'''

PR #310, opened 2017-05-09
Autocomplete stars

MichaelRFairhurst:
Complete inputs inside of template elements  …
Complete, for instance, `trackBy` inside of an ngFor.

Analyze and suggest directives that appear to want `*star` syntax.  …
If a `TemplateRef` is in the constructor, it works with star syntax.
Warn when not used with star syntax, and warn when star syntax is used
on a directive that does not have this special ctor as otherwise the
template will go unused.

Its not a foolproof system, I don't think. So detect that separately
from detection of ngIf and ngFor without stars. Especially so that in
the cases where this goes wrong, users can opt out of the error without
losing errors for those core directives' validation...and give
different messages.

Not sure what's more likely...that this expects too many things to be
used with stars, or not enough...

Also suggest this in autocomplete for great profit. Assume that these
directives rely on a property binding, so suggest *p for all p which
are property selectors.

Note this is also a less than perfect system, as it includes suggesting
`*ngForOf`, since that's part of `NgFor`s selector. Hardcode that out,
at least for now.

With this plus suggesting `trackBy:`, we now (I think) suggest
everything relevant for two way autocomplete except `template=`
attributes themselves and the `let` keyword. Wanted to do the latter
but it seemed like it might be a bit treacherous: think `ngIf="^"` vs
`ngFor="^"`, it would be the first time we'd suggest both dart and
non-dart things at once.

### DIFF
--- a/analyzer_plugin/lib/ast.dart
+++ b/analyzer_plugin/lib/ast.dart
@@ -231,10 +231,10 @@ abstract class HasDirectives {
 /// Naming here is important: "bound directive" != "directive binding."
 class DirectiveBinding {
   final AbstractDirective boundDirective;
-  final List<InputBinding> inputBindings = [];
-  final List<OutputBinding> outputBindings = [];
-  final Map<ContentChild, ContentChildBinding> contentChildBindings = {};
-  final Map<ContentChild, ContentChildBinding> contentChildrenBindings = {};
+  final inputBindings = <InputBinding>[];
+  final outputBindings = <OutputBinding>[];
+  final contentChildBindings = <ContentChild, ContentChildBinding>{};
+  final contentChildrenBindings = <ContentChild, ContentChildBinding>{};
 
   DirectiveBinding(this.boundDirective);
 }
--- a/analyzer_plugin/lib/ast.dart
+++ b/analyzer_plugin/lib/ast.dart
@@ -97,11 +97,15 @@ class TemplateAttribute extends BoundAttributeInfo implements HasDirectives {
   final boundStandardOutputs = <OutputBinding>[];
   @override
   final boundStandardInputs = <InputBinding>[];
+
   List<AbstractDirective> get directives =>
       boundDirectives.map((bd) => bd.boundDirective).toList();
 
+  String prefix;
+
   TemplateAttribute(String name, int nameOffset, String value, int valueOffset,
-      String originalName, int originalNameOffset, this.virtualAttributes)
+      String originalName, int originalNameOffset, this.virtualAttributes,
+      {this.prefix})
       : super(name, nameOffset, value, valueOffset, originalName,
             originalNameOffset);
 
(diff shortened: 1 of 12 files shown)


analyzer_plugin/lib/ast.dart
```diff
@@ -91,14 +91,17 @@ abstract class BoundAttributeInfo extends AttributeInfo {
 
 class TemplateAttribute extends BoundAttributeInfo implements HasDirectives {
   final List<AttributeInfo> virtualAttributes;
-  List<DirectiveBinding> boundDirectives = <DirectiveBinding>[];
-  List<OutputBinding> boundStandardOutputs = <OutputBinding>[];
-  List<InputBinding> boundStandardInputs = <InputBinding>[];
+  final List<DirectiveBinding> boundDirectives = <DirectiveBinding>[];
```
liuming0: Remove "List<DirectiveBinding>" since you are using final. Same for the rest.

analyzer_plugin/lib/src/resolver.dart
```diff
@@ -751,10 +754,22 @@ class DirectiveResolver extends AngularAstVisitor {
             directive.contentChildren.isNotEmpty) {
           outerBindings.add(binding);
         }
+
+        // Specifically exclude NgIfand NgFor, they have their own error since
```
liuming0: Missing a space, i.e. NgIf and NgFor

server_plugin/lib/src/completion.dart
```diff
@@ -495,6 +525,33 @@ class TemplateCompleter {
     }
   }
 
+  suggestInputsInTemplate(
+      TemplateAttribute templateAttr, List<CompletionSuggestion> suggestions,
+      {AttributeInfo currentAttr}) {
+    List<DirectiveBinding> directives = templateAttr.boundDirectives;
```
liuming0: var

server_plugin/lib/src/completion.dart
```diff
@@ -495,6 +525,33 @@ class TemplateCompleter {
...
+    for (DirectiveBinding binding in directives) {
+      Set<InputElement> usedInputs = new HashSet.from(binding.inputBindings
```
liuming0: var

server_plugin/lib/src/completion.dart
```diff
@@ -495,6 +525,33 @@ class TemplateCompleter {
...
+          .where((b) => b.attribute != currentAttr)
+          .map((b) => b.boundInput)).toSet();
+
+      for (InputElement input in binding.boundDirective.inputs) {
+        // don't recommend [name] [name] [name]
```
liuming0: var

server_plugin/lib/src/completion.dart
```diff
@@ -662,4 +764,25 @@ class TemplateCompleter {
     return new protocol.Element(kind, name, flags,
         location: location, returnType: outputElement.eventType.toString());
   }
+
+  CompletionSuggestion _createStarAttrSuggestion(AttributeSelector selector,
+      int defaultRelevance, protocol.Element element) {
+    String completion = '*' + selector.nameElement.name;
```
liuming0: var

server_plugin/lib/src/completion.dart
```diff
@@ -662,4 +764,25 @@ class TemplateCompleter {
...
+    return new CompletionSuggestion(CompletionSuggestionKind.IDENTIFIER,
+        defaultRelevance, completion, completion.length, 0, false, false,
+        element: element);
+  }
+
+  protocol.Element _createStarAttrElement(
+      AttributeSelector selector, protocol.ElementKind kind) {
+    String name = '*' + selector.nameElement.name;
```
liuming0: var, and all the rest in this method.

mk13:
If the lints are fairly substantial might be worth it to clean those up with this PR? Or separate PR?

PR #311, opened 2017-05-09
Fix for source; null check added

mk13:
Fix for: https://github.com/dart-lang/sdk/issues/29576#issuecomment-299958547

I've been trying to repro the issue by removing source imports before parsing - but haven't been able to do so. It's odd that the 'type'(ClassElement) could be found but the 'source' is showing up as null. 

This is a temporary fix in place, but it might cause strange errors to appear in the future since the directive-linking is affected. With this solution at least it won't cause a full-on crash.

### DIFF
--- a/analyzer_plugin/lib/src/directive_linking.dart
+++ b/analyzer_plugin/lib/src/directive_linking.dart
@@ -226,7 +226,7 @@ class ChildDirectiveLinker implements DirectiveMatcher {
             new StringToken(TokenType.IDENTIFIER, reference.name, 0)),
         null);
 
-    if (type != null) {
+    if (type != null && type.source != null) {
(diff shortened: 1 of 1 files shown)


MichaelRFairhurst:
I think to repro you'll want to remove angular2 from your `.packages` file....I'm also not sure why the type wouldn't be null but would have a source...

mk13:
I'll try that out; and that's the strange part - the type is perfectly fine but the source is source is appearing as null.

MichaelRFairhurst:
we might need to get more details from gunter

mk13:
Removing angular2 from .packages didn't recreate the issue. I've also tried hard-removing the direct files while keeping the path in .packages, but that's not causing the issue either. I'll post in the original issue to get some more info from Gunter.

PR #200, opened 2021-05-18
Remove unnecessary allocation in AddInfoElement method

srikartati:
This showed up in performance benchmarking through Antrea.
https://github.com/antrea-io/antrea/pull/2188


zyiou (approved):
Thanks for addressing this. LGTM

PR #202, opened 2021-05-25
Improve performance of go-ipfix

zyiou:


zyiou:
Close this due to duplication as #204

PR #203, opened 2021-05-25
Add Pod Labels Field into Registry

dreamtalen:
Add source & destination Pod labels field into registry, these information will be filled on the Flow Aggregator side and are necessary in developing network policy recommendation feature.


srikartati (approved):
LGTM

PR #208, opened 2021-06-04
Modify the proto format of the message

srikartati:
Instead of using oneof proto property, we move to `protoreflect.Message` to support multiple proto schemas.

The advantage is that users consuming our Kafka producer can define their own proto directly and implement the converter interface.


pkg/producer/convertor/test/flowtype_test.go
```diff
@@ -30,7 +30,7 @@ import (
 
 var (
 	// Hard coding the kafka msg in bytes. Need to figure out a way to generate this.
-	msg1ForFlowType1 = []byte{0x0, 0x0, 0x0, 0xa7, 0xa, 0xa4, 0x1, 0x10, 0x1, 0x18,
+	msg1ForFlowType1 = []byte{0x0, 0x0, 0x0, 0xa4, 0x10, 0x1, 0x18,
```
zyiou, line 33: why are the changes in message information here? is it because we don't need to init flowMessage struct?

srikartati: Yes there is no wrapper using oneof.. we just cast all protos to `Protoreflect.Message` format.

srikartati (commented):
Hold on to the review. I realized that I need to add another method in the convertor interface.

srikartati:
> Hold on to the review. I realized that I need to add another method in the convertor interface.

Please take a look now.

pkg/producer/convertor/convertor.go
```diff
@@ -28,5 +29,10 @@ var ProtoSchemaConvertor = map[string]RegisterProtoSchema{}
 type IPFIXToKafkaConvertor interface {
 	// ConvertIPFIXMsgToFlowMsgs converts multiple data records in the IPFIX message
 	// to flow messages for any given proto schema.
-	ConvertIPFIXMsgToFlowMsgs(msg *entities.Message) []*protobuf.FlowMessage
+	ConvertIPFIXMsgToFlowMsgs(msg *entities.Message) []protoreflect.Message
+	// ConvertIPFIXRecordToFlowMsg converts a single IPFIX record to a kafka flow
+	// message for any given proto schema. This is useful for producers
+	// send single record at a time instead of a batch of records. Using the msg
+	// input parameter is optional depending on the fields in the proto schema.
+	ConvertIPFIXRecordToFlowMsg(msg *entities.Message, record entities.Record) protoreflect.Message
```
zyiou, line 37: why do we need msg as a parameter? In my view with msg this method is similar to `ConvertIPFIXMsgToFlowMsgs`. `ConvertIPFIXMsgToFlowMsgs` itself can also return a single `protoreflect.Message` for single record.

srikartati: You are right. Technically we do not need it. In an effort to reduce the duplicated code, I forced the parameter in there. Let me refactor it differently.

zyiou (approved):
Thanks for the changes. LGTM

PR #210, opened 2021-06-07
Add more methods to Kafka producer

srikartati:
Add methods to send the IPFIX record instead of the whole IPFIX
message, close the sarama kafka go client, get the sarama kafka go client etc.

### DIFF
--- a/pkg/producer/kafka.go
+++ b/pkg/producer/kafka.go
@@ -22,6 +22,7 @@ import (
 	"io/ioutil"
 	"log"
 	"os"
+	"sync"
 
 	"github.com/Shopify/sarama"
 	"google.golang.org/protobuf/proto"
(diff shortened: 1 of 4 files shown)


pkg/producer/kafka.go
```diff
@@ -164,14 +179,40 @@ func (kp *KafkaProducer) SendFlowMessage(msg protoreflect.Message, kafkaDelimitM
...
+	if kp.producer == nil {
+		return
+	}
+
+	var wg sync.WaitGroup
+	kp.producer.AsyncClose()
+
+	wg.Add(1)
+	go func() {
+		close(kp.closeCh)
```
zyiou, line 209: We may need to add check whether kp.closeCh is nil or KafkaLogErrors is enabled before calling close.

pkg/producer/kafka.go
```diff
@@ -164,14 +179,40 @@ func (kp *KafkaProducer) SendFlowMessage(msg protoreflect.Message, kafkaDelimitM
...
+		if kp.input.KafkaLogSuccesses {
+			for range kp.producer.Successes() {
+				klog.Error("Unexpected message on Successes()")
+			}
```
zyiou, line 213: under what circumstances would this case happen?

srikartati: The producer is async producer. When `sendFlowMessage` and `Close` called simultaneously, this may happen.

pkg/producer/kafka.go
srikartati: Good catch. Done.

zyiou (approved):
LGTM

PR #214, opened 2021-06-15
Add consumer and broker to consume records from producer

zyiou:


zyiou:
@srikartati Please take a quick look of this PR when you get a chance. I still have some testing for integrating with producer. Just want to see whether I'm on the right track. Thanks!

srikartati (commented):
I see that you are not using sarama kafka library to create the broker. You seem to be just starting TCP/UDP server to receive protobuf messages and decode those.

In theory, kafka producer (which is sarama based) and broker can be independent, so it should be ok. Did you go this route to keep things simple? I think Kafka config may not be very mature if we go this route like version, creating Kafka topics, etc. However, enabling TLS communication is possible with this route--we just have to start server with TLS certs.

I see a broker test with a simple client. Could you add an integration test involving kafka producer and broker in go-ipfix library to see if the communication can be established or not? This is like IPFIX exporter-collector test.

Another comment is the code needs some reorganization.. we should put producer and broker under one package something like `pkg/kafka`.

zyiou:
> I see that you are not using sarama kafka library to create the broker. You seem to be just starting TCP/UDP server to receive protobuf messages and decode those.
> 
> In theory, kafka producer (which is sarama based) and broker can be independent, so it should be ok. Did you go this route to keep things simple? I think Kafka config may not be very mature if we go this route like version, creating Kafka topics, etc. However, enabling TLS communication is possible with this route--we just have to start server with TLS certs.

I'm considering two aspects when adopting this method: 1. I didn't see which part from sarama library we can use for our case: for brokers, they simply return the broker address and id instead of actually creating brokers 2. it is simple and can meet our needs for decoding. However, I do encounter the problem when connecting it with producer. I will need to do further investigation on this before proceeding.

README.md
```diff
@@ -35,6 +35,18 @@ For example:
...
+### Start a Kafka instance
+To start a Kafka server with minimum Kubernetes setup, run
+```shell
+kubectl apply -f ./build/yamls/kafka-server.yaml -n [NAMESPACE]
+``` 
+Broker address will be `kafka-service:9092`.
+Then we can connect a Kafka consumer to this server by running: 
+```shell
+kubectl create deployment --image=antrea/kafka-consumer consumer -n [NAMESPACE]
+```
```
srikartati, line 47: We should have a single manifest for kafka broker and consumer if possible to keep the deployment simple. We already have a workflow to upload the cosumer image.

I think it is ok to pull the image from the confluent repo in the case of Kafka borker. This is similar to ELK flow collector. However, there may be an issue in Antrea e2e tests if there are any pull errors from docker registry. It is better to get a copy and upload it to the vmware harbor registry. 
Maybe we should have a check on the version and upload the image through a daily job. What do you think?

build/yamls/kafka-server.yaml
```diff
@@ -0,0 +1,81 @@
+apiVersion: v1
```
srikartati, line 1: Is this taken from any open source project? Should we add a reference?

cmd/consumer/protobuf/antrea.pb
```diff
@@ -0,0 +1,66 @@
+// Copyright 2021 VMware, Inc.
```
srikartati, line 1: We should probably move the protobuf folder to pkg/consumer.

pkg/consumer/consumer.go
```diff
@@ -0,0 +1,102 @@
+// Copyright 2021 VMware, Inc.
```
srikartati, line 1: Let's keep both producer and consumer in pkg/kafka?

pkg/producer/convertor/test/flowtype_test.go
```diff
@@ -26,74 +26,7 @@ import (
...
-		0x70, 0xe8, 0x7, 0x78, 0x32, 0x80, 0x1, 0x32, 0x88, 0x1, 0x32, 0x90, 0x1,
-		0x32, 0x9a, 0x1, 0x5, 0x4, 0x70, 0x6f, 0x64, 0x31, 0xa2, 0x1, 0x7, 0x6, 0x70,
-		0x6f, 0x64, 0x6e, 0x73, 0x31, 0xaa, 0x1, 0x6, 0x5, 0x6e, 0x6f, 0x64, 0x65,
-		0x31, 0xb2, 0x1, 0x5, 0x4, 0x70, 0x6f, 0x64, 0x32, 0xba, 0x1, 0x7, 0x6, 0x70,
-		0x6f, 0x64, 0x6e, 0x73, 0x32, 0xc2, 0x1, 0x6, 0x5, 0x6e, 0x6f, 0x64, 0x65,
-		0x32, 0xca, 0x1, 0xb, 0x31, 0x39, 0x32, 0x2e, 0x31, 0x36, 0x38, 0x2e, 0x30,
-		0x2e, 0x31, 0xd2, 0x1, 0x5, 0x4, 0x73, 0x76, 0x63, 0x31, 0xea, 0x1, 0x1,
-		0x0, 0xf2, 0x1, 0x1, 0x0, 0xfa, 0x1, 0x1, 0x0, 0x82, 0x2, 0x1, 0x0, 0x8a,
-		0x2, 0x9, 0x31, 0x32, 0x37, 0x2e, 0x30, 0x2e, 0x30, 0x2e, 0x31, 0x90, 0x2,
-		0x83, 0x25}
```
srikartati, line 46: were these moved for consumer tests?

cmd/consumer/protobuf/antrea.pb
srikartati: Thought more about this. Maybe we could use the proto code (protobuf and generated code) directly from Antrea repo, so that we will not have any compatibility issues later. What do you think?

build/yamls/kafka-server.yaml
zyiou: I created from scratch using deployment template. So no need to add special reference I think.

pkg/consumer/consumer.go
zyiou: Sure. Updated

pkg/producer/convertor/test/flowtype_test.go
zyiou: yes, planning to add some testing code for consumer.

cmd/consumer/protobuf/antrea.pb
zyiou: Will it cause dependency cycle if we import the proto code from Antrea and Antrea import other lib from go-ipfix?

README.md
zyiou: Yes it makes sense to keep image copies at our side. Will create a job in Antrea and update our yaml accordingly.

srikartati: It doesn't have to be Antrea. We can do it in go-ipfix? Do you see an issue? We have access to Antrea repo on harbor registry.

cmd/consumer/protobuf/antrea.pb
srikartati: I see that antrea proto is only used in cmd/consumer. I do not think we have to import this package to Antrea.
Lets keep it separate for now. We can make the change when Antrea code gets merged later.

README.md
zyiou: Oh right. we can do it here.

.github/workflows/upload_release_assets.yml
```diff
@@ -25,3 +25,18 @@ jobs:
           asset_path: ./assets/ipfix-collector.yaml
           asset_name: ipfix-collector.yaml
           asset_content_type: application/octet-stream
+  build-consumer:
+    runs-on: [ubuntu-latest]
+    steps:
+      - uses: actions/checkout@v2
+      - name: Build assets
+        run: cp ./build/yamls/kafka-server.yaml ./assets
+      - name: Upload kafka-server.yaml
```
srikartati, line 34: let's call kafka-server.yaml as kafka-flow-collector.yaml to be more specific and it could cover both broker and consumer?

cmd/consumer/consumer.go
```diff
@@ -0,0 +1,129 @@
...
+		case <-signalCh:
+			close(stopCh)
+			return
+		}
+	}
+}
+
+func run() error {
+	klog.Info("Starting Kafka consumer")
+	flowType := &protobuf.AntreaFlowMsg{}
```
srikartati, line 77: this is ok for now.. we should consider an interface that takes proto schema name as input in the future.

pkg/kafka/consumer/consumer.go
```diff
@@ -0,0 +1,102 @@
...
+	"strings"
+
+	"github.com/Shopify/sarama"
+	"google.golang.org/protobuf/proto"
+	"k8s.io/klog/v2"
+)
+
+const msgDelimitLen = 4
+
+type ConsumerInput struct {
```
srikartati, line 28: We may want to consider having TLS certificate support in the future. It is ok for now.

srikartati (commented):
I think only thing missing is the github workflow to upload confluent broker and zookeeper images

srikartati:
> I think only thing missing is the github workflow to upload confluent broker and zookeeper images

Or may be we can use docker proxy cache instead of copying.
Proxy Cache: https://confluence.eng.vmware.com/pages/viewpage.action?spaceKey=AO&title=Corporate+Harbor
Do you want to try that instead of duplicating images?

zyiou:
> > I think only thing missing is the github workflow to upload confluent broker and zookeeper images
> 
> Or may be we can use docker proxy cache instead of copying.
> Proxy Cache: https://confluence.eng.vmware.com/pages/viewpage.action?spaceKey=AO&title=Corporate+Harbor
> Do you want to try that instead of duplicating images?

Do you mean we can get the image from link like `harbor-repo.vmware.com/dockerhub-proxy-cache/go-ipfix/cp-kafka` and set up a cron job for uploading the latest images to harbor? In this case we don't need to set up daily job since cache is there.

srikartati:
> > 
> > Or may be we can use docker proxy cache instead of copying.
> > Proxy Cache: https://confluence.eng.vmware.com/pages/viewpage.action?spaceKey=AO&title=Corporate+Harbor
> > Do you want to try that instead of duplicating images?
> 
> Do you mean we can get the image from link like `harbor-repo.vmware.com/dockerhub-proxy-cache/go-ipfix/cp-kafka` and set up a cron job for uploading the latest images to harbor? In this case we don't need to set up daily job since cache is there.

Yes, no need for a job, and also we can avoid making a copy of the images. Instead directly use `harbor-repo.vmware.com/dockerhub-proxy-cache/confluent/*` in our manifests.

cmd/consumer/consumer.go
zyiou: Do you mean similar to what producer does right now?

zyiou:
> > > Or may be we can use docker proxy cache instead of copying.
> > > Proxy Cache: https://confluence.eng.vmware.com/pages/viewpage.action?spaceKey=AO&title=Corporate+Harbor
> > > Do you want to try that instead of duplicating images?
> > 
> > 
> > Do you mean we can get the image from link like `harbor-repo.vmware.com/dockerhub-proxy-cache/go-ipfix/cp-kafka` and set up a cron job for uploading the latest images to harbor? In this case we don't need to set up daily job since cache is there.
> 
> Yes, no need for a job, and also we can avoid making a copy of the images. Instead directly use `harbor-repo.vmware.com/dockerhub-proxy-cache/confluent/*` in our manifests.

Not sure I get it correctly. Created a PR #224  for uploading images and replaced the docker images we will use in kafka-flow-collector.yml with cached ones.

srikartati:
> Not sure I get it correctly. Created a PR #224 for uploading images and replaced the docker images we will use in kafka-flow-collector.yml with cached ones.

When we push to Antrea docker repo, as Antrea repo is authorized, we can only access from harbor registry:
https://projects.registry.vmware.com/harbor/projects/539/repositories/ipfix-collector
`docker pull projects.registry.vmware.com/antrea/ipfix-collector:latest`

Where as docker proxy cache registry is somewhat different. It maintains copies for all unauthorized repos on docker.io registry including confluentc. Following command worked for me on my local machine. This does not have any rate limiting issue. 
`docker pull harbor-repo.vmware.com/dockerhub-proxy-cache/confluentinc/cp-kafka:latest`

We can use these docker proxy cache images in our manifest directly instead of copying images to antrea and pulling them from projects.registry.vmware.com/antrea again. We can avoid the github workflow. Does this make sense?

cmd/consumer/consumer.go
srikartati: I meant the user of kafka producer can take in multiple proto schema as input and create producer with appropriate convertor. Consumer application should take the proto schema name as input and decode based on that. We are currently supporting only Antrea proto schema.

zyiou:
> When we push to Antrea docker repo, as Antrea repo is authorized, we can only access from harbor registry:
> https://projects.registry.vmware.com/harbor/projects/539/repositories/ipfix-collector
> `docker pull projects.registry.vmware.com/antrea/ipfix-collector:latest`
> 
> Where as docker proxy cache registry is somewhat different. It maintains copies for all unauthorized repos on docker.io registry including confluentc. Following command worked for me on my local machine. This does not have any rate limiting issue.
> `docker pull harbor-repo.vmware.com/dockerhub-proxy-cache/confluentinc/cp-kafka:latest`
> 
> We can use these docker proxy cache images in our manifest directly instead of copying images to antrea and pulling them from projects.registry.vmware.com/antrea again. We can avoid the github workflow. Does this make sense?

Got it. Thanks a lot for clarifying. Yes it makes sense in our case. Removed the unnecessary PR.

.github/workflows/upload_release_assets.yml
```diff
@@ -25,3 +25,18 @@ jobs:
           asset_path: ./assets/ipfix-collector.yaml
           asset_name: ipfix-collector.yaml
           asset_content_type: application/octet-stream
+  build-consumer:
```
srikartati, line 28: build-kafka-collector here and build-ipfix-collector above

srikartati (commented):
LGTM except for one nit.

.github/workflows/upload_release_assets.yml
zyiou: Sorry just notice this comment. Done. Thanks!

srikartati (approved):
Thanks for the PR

'''

» WORK REQUIRED
From the material above, state how many lines hold the word "converts", giving nothing but the number.

» EXERCISE OUTPUT
2